PR #988, opened 2022-08-10
feat: add support for serviceEndpoint property as defined in latest DID Spec

nickreynolds:

The latest DID Spec (https://www.w3.org/TR/did-core/), recommended 19 July 2022, defines the `serviceEndpoint` property (a sub-property of `service`, a property of the DID Document) as:

 >A [string](https://infra.spec.whatwg.org/#string) that conforms to the rules of [[RFC3986](https://www.w3.org/TR/did-core/#bib-rfc3986)] for [URIs](https://www.w3.org/TR/did-core/#dfn-uri), a [map](https://infra.spec.whatwg.org/#string), or a [set](https://infra.spec.whatwg.org/#ordered-set) composed of a one or more [strings](https://infra.spec.whatwg.org/#string) that conform to the rules of [[RFC3986](https://www.w3.org/TR/did-core/#bib-rfc3986)] for [URIs](https://www.w3.org/TR/did-core/#dfn-uri) and/or [maps](https://infra.spec.whatwg.org/#string).
 
 Previously, Veramo (in several packages) assumed that the `serviceEndpoint` property was simply a `string`.

## What is being changed
This PR adds support for `serviceEndpoint` properties that are defined as `maps`, or `sets` of `strings` or `maps`. Integration tests were also added to cover the changes.

## Quality
Check all that apply:
* [ ] I added unit tests.

## Details
This PR also includes upgrades to several dependencies required for this functionality:
- `"did-resolver": "^4.0.0"`
- `"ethr-did-resolver": "^6.0.2"`
- `"web-did-resolver": "^2.0.20"`
- `"did-jwt": "^6.3.0"`
- `"did-jwt-vc": "^2.1.14"`
- `"credential-status": "^2.0.5"`


italobb (approved):

packages/data-store/src/identifier/did-store.ts
```diff
@@ -138,7 +149,7 @@ export class DIDStore extends AbstractDIDStore {
       const service = new Service()
       service.id = argsService.id
       service.type = argsService.type
-      service.serviceEndpoint = argsService.serviceEndpoint
+      service.serviceEndpoint = JSON.stringify(argsService.serviceEndpoint)
```
mirceanis, line 152: There should be a type check here, because if `argsService.serviceEndpoint` is already a string, it will get serialized as `"serviceEndpoint"` instead of `serviceEndpoint` (quotes added).

packages/did-comm/src/transports/transports.ts
```diff
@@ -100,17 +100,43 @@ export class DIDCommHttpTransport extends AbstractDIDCommTransport {
...
 
   /** {@inheritdoc AbstractDIDCommTransport.send} */
   async send(service: any, message: string): Promise<IDIDCommTransportResult> {
+    let serviceEndpointUrl = ''
+    if (typeof service.serviceEndpoint === 'string') {
+      serviceEndpointUrl = service.serviceEndpoint
+    } else if (service.serviceEndpoint.uri) {
+      serviceEndpointUrl = service.serviceEndpoint.uri
+    } else if (service.serviceEndpoint.length > 0) {
+      if (typeof service.serviceEndpoint[0] === 'string') {
```
mirceanis, line 131: somehow I'm sure picking just the first element will come back to byte us later, but I'm not sure if this should be treated differently at this point

packages/did-provider-ethr/src/ethr-did-provider.ts
```diff
@@ -314,7 +314,7 @@ export class EthrDIDProvider extends AbstractIdentifierProvider {
 
     debug('ethrDid.setAttribute %o', { attrName, attrValue, ttl, gasLimit })
 
-    const txHash = await ethrDid.setAttribute(attrName, attrValue, ttl, undefined, {
+    const txHash = await ethrDid.setAttribute(attrName, JSON.stringify(attrValue), ttl, undefined, {
```
mirceanis, line 317: please type-check this to avoid double quoting strings

packages/did-provider-ethr/src/ethr-did-provider.ts
```diff
@@ -360,7 +360,7 @@ export class EthrDIDProvider extends AbstractIdentifierProvider {
     const gasLimit = args.options?.gasLimit || this.gas || DEFAULT_GAS_LIMIT
 
     debug('ethrDid.revokeAttribute', { attrName, attrValue, gasLimit })
-    const txHash = await ethrDid.revokeAttribute(attrName, attrValue, undefined, {
+    const txHash = await ethrDid.revokeAttribute(attrName, JSON.stringify(attrValue), undefined, {
```
mirceanis, line 363: this also needs a type-check

packages/did-comm/src/didcomm.ts
```diff
@@ -603,7 +603,9 @@ export class DIDComm implements IAgentPlugin {
         }
 
         debug('Sending to %s', serviceEndpoint)
-        const res = await fetch(serviceEndpoint, {
+        const endpointUri = (typeof serviceEndpoint === 'string' || serviceEndpoint instanceof String) ? serviceEndpoint : serviceEndpoint.uri
```
mirceanis, line 606: is this OR really needed here?
` || serviceEndpoint instanceof String`

It's not a request to change, just trying to learn in case there is some corner case that I'm not aware of.

mirceanis (changes requested):
Very nice, thanks for doing the leg-work from low level libs up to here, and kudos for adding all the test cases!

There are some cases of possibly over-serialized strings, I think. Please take a look.

packages/did-comm/src/didcomm.ts
nickreynolds: no you're probably right. I had seen this pattern somewhere, but we don't use it throughout our project and I think it's unnecessary

packages/did-comm/src/transports/transports.ts
nickreynolds: yeah, there's an existing `TODO` about "better strategy for selecting the transport" but it's unclear what that strategy would be

mirceanis: Let's leave it as is and solve this when it's an issue for someone and the expectations are more clear

mirceanis (approved):
Looks great!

++++++

(Exercise brief) Each line of the material above needs to be quoted exactly, please.

(Reply to the exercise)
PR #988, opened 2022-08-10
feat: add support for serviceEndpoint property as defined in latest DID Spec

nickreynolds:

The latest DID Spec (https://www.w3.org/TR/did-core/), recommended 19 July 2022, defines the `serviceEndpoint` property (a sub-property of `service`, a property of the DID Document) as:

 >A [string](https://infra.spec.whatwg.org/#string) that conforms to the rules of [[RFC3986](https://www.w3.org/TR/did-core/#bib-rfc3986)] for [URIs](https://www.w3.org/TR/did-core/#dfn-uri), a [map](https://infra.spec.whatwg.org/#string), or a [set](https://infra.spec.whatwg.org/#ordered-set) composed of a one or more [strings](https://infra.spec.whatwg.org/#string) that conform to the rules of [[RFC3986](https://www.w3.org/TR/did-core/#bib-rfc3986)] for [URIs](https://www.w3.org/TR/did-core/#dfn-uri) and/or [maps](https://infra.spec.whatwg.org/#string).
 
 Previously, Veramo (in several packages) assumed that the `serviceEndpoint` property was simply a `string`.

## What is being changed
This PR adds support for `serviceEndpoint` properties that are defined as `maps`, or `sets` of `strings` or `maps`. Integration tests were also added to cover the changes.

## Quality
Check all that apply:
* [ ] I added unit tests.

## Details
This PR also includes upgrades to several dependencies required for this functionality:
- `"did-resolver": "^4.0.0"`
- `"ethr-did-resolver": "^6.0.2"`
- `"web-did-resolver": "^2.0.20"`
- `"did-jwt": "^6.3.0"`
- `"did-jwt-vc": "^2.1.14"`
- `"credential-status": "^2.0.5"`


italobb (approved):

packages/data-store/src/identifier/did-store.ts
```diff
@@ -138,7 +149,7 @@ export class DIDStore extends AbstractDIDStore {
       const service = new Service()
       service.id = argsService.id
       service.type = argsService.type
-      service.serviceEndpoint = argsService.serviceEndpoint
+      service.serviceEndpoint = JSON.stringify(argsService.serviceEndpoint)
```
mirceanis, line 152: There should be a type check here, because if `argsService.serviceEndpoint` is already a string, it will get serialized as `"serviceEndpoint"` instead of `serviceEndpoint` (quotes added).

packages/did-comm/src/transports/transports.ts
```diff
@@ -100,17 +100,43 @@ export class DIDCommHttpTransport extends AbstractDIDCommTransport {
...
 
   /** {@inheritdoc AbstractDIDCommTransport.send} */
   async send(service: any, message: string): Promise<IDIDCommTransportResult> {
+    let serviceEndpointUrl = ''
+    if (typeof service.serviceEndpoint === 'string') {
+      serviceEndpointUrl = service.serviceEndpoint
+    } else if (service.serviceEndpoint.uri) {
+      serviceEndpointUrl = service.serviceEndpoint.uri
+    } else if (service.serviceEndpoint.length > 0) {
+      if (typeof service.serviceEndpoint[0] === 'string') {
```
mirceanis, line 131: somehow I'm sure picking just the first element will come back to byte us later, but I'm not sure if this should be treated differently at this point

packages/did-provider-ethr/src/ethr-did-provider.ts
```diff
@@ -314,7 +314,7 @@ export class EthrDIDProvider extends AbstractIdentifierProvider {
 
     debug('ethrDid.setAttribute %o', { attrName, attrValue, ttl, gasLimit })
 
-    const txHash = await ethrDid.setAttribute(attrName, attrValue, ttl, undefined, {
+    const txHash = await ethrDid.setAttribute(attrName, JSON.stringify(attrValue), ttl, undefined, {
```
mirceanis, line 317: please type-check this to avoid double quoting strings

packages/did-provider-ethr/src/ethr-did-provider.ts
```diff
@@ -360,7 +360,7 @@ export class EthrDIDProvider extends AbstractIdentifierProvider {
     const gasLimit = args.options?.gasLimit || this.gas || DEFAULT_GAS_LIMIT
 
     debug('ethrDid.revokeAttribute', { attrName, attrValue, gasLimit })
-    const txHash = await ethrDid.revokeAttribute(attrName, attrValue, undefined, {
+    const txHash = await ethrDid.revokeAttribute(attrName, JSON.stringify(attrValue), undefined, {
```
mirceanis, line 363: this also needs a type-check

packages/did-comm/src/didcomm.ts
```diff
@@ -603,7 +603,9 @@ export class DIDComm implements IAgentPlugin {
         }
 
         debug('Sending to %s', serviceEndpoint)
-        const res = await fetch(serviceEndpoint, {
+        const endpointUri = (typeof serviceEndpoint === 'string' || serviceEndpoint instanceof String) ? serviceEndpoint : serviceEndpoint.uri
```
mirceanis, line 606: is this OR really needed here?
` || serviceEndpoint instanceof String`

It's not a request to change, just trying to learn in case there is some corner case that I'm not aware of.

mirceanis (changes requested):
Very nice, thanks for doing the leg-work from low level libs up to here, and kudos for adding all the test cases!

There are some cases of possibly over-serialized strings, I think. Please take a look.

packages/did-comm/src/didcomm.ts
nickreynolds: no you're probably right. I had seen this pattern somewhere, but we don't use it throughout our project and I think it's unnecessary

packages/did-comm/src/transports/transports.ts
nickreynolds: yeah, there's an existing `TODO` about "better strategy for selecting the transport" but it's unclear what that strategy would be

mirceanis: Let's leave it as is and solve this when it's an issue for someone and the expectations are more clear

mirceanis (approved):
Looks great!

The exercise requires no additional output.